Registri senjata api SA berantakan, klaim tubuh dealer

Registri senjata api SA berantakan, klaim tubuh dealer


Oleh Sisonke Mlamla 4 jam yang lalu

Bagikan artikel ini:

Cape Town – Asosiasi Pedagang Senjata dan Amunisi Afrika Selatan (SAAADA) mengatakan pendaftaran senjata api berantakan dan peraturan terus berubah, sehingga sulit untuk mendaftarkan senjata api.
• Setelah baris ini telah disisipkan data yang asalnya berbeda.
PR #739, opened 2024-10-01
fix: Add MSI package for Windows to enable per-machine installs.

### LINKED ISSUE #672: Please provide a system wide installer
Users are not allowed to install and run software from their userprofile in restricted environments.

### Expected Behavior
Installation should offer an installation to %ProgramFiles%  (parameter ALLUSERS=1)

### Current Behavior
Current installer tries to install the Application into the user profile

Oliver-Loeffler:
Scene Builder is published for Windows using a per-user installation MSI package, which is created by JPackage.
In certain scenarios, a per-machine install is desired. 

Unfortunately, when using JPackage, one has to decide upfront between per-user or per-machine install. Having an option in the installer would require an update to JPackage or to the WXS/WXI files used by JPackage. 

As an alternative approach, there could be a new Scene Builder build artifact, a MSI file for per-machine installs. Usually per-machine installs require administrative privileges on Windows whereas per-user installs don't.

The per-machine installer will use Windows default programs folder for installation (`C:\Program Files\SceneBuilder`) whereas the existing per-user installer will use `C:\Users\<UserName>\AppData\Local\SceneBuilder\` instead.

Having 2 artifacts allows administrator to implement those into existing provosioning and deployment processes without additional use of command line flags or switches.

#### Per-User Installer

grafik

#### Per-Machine Installer

grafik

### Issue

Fixes #672 

### Progress


abhinayagarwal:
[Single Package Authoring](http://msdn.microsoft.com/en-us/library/windows/desktop/dd408068(v=vs.85).aspx) has been available for a very long time now. May be we can [override WIX configuration](https://docs.oracle.com/en/java/javase/21/jpackage/override-jpackage-resources.html#GUID-62412365-821D-4736-A20D-70F2D47136D8) to add this.

Oliver-Loeffler:
I am closing this one. Indeed, reworking the packaging to allow a dual purpose MSI file being build is a better approach.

Organisasi tersebut telah meminta polisi untuk terlibat dalam “dialog yang bermakna dengan komunitas senjata api, sehingga mereka dapat bekerja sama menuju Afrika Selatan yang damai di mana warganya hidup dengan aman, mendapatkan keuntungan dari aktivitas ekonomi dan bebas untuk mempraktikkan pengejaran yang sah dan sesuai hukum”.

Ketua SAAADA Jonathan Fouché mengatakan sejak awal 2018, pusat pendaftaran senjata api (CFR) dengan sengaja melepaskan diri dari dialog dengan para pemain peran dalam persaudaraan senjata api, termasuk pedagang, pembuat senjata, pemburu, penembak olahraga, kolektor, dan lainnya.

Fouché mengklaim bahwa polisi terus-menerus mengubah prosedur tanpa berkonsultasi dengan pemangku kepentingan dan bahkan tanpa mengungkapkan perubahan tersebut, menciptakan lingkungan peraturan yang sangat kompleks dan tidak efisien.

“Kevakuman yang kompleks ini meningkatkan kemungkinan pemilik senjata api dan pedagang senjata api secara tidak sengaja melanggar hukum,” katanya.

Fouché mengatakan bahwa asosiasi tersebut tidak membenarkan aktivitas kriminal, tetapi harus menyoroti bahwa proses yang sederhana, jelas, dan dapat dipahami mudah diterapkan dalam lingkungan pengendalian senjata api.

Dia mengatakan pendaftaran senjata api telah kehilangan kendali atas senjata api dan menciptakan lingkungan “inefisiensi birokrasi” yang ekstrim di sebagian besar aspek perizinan dan kontrol senjata api.

Direktur Gun Free SA Adèle Kirsten mengatakan kepresidenan harus segera menerapkan mekanisme untuk melakukan audit forensik independen atas semua lisensi, izin, dan otorisasi senjata api yang dikeluarkan oleh CFR selama lima tahun terakhir (mulai Januari 2015).

Kirsten mengatakan bahwa mereka akan menyelidiki siapa yang diberi lisensi untuk tujuan apa. Ini harus mencakup tinjauan sistematis dari seluruh sistem kendali senjata api untuk mengidentifikasi celah operasional dan kebijakan untuk menghentikan korupsi yang merajalela dan mematikan yang berlangsung selama lebih dari satu dekade.

Kirsten mengatakan Kantor Auditor-Jenderal akan menjadi tempat terbaik untuk melakukan audit dan peninjauan tersebut.

“Korupsi dalam sistem manajemen pengendalian senjata api nasional bersifat sistemik, meluas, mengakar dalam dan mematikan,” katanya.

Dia mengatakan dengan lebih banyak senjata tersedia di seluruh negeri, kekerasan senjata terus meningkat. “Pada 2018, senjata menggantikan pisau untuk menjadi penyebab utama pembunuhan di negara ini.”